Pulse oximetry is a non-invasive test that measures the oxygen saturation level in a patient’s blood, and it has become an important tool for monitoring many patients, including those with Covid-19. But new research links erroneous readings from pulse oximeters to racial disparities in health outcomes, potentially leading to higher death rates and complications such as organ dysfunction in patients with darker skin.
It is well known that non-white intensive care patients (ICU) receive less accurate readings of their oxygen levels using pulse oximeters – the common devices that clip onto patients’ fingers. Now, an article co-authored by MIT scientists reveals that inaccurate pulse oximeter readings could lead to critically ill color patients receiving less supplemental oxygen during ICU stays.
The newspaper, “Assessment of Racial and Ethnic Differences in Oxygen Supplementation in Intensive Care Patients,” published in JAMA Internal Medicinefocused on whether there were differences in supplemental oxygen administration between patients of different races and ethnicities that were associated with pulse oximeter performance differences.
The findings showed that inaccurate measurements of Asian, Black and Hispanic patients resulted in them receiving less supplemental oxygen than Caucasian patients. These results provide insight into how health technologies such as the pulse oximeter contribute to racial and ethnic inequalities in health care, the researchers said.
The study’s senior author, Leo Anthony Celi, clinical research director and principal investigator at the MIT Laboratory for Computational Physiology, and principal investigator at the MIT Institute for Medical Engineering and Science (IMES), says the challenge is that technology in healthcare is routine. designed around the majority of the population.
“Medical devices are typically developed in wealthy countries with white, fit individuals as test subjects,” he explains. “Drugs are evaluated through clinical trials that disproportionately enroll white individuals. Genomics data is largely from individuals of European descent.”

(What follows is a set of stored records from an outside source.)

PR #18016, opened 2021-01-20
[gym] Handle situations where the `EXECUTABLE_NAME` is not accurate

DavidBrunow:
### Checklist

### Motivation and Context

When copying the Mac app the `EXECUTABLE_NAME` variable does not always match the `EXECUTABLE_NAME` that will be created. For example, when building an app in a workspace the first project's `EXECUTABLE_NAME` is used instead of the app project's `EXECUTABLE_NAME`.

### Description

This change simply looks for any files with the `.app` file extension and chooses the last one found if there are no files found when looking for the specific executable by name.

### Testing Steps

Tested manually with our code base.

### DIFF
--- a/gym/lib/gym/runner.rb
+++ b/gym/lib/gym/runner.rb
@@ -274,11 +274,11 @@ module Gym
       exe_name = Gym.project.build_settings(key: "EXECUTABLE_NAME")
       app_path = File.join(BuildCommandGenerator.archive_path, "Products/Applications/#{exe_name}.app")
 
-      if File.exist?(app_path) == false
+      unless File.exist?(app_path)
         # Apparently the `EXECUTABLE_NAME` is not correct. This can happen when building a workspace which has a project
         # earlier in the build order that has a different `EXECUTABLE_NAME` than the app. Try to find the last `.app` as
         # a fallback for this situation.
-        app_path = Dir[File.join(BuildCommandGenerator.archive_path, "Products/Applications/*.app")].last
+        app_path = Dir[File.join(BuildCommandGenerator.archive_path, "Products", "Applications", "*.app")].last
       end
 
       UI.crash!("Couldn't find application in '#{BuildCommandGenerator.archive_path}'") unless File.exist?(app_path)
--- a/gym/lib/gym/runner.rb
+++ b/gym/lib/gym/runner.rb
@@ -271,8 +271,7 @@ module Gym
 
     # Copies the .app from the archive into the output directory
     def copy_mac_app
-      exe_name = Gym.project.build_settings(key: "EXECUTABLE_NAME")
-      app_path = File.join(BuildCommandGenerator.archive_path, "Products/Applications/#{exe_name}.app")
+      app_path = Dir[File.join(BuildCommandGenerator.archive_path, "Products/Applications/*.app")].last
 
       UI.crash!("Couldn't find application in '#{BuildCommandGenerator.archive_path}'") unless File.exist?(app_path)
 
--- a/gym/lib/gym/runner.rb
+++ b/gym/lib/gym/runner.rb
@@ -271,7 +271,12 @@ module Gym
 
     # Copies the .app from the archive into the output directory
     def copy_mac_app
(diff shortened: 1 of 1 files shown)


joshdholtz:
@DavidBrunow And rebase this from master as too? 😇  I tried but I'm not allowed to add a commit to your fork since its an organization account 🤷‍♂️

DavidBrunow:
Not sure how I messed this up so badly -- I'll look into it more tomorrow.

gym/lib/gym/runner.rb
```diff
@@ -271,8 +271,7 @@ def copy_files_from_path(path)
 
     # Copies the .app from the archive into the output directory
     def copy_mac_app
-      exe_name = Gym.project.build_settings(key: "EXECUTABLE_NAME")
-      app_path = File.join(BuildCommandGenerator.archive_path, "Products/Applications/#{exe_name}.app")
+      app_path = Dir[File.join(BuildCommandGenerator.archive_path, "Products/Applications/*.app")].last
```
joshdholtz, line 274: Do you know if there is any chance that there could be multiple `.app`s that are created or there could be a previous version that existed with a different name that this could be picking up? 🤔 

Maybe this needs to pick up the newest `.app` file from the directory? 🤷‍♂️  Thoughts?

joshdholtz (changes requested):
Sorry about slow review! Starting to catch back up from being on family leave 😊 This looks great but just one thought on making sure we pick up the correct `.app`! Lemme know your thoughts 🙃

gym/lib/gym/runner.rb
DavidBrunow: I'll do some research on how Xcode handles multiple apps in the same workspace/project to see if it is possible to have more than one.

Another option is that Fastlane could fallback to the last `.app` found only if an app cannot be found with the `EXECUTABLE_NAME`.

joshdholtz: Ohhhh, I would feel a lot better if we used the last `.app` as a fallback 😇 Do you mind changing it up to do that?

DavidBrunow: @joshdholtz This is ready for another look when you get a chance.

DavidBrunow: @joshdholtz Don't want to be a bother but bumping this in case you missed the last message.

gym/lib/gym/runner.rb
```diff
@@ -274,6 +274,13 @@ def copy_mac_app
       exe_name = Gym.project.build_settings(key: "EXECUTABLE_NAME")
       app_path = File.join(BuildCommandGenerator.archive_path, "Products/Applications/#{exe_name}.app")
 
+      if File.exist?(app_path) == false
```
minuscorp, line 277: `unless File.exist?(app_path)`

minuscorp (commented):
One minor comment and looks fine.

gym/lib/gym/runner.rb
```diff
@@ -274,6 +274,13 @@ def copy_mac_app
...
+        # Apparently the `EXECUTABLE_NAME` is not correct. This can happen when building a workspace which has a project
+        # earlier in the build order that has a different `EXECUTABLE_NAME` than the app. Try to find the last `.app` as
+        # a fallback for this situation.
+        app_path = Dir[File.join(BuildCommandGenerator.archive_path, "Products/Applications/*.app")].last
```
minuscorp, line 281: I'd separate each path component to let `join` do its work.

gym/lib/gym/runner.rb
DavidBrunow: Thanks, that is much better!

minuscorp (approved):
LGTM!

DavidBrunow:
@joshdholtz another friendly ping on this pull request in case you have a chance to look at it again.

joshdholtz:
Thank you for friendly ping! Will look at today 😁

joshdholtz (approved):
Looks good! Thanks for making this change ❤️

“It is therefore not surprising that we observe differences in outcomes across demographics, with worse outcomes in those who were not involved in health care design,” Celi added.
Although pulse oximeters are widely used for their ease of use, the most accurate way to measure blood oxygen saturation (SaO2) levels is by taking a sample of the patient’s arterial blood. False readings from normal pulse oximetry (SpO2) can lead to hidden hypoxemia. Elevated bilirubin in the bloodstream and the use of certain medications in the ICU called vasopressors can also interfere with pulse oximetry readings.
More than 3,000 participants were included in the study, including 2,667 white, 207 black, 112 Hispanic and 83 Asian – using data from the Medical Information Mart for Intensive Care Unit version 4 or MIMIC-IV dataset. This dataset consists of more than 50,000 patients admitted to the ICU at Beth Israel Deaconess Medical Center, and includes both pulse oximeter readings and oxygen saturation levels detected in blood samples. MIMIC-IV also includes supplemental oxygen delivery rates.
When the researchers SpO . compared2 levels taken by pulse oximeter to oxygen saturation of blood samples, they found that black, Hispanic and Asian patients had higher SpO2 than white patients for a given blood oxygen saturation level measured in blood samples. The turnaround time for arterial blood gas analysis can take from a few minutes to an hour. As a result, clinicians typically make decisions based on pulse oximetry measurements, without being aware of sub-optimal performance in certain patient demographics.
Eric Gottlieb, the study’s lead author, a nephrologist, a lecturer at MIT, and a Harvard Medical School fellow at Brigham and Women’s Hospital, called for more research to better understand “how disparities in pulse oximeter performance lead.” to worse outcomes; potential differences in ventilation management, fluid resuscitation, triage decisions, and other aspects of care need to be explored, then we need to redesign and properly evaluate these devices to ensure they perform equally well for all patients.”
Celi emphasizes that understanding biases that exist in real-world data is critical to better developing algorithms and artificial intelligence to help clinicians make decisions. “Before investing more money in developing artificial intelligence for healthcare using electronic health records, we need to identify all causes of inequalities in outcomes, including those resulting from the use of sub-optimally designed technology,” he says. “Otherwise, we risk perpetuating and amplifying health inequalities with AI.”
Celi described the project and research as a testament to the value of data sharing, which is at the heart of the MIMIC project. “No team has the expertise and perspective to understand all the biases in real-world data to prevent AI from perpetuating health inequalities,” he says. “The database we analyzed for this project has more than 30,000 recognized users, comprising teams of data scientists, clinicians and social scientists.”
The many researchers working on this topic together form a community that shares and performs quality checks on code and queries, promotes reproducibility of the results, and crowdsources the collection of the data, Celi says. “There is harm if health data is not shared,” he says. “Restricting data access means limiting the perspectives from which data is analyzed and interpreted. We’ve seen countless examples of wrong model specifications and flawed assumptions that have led to models that ultimately harm patients.”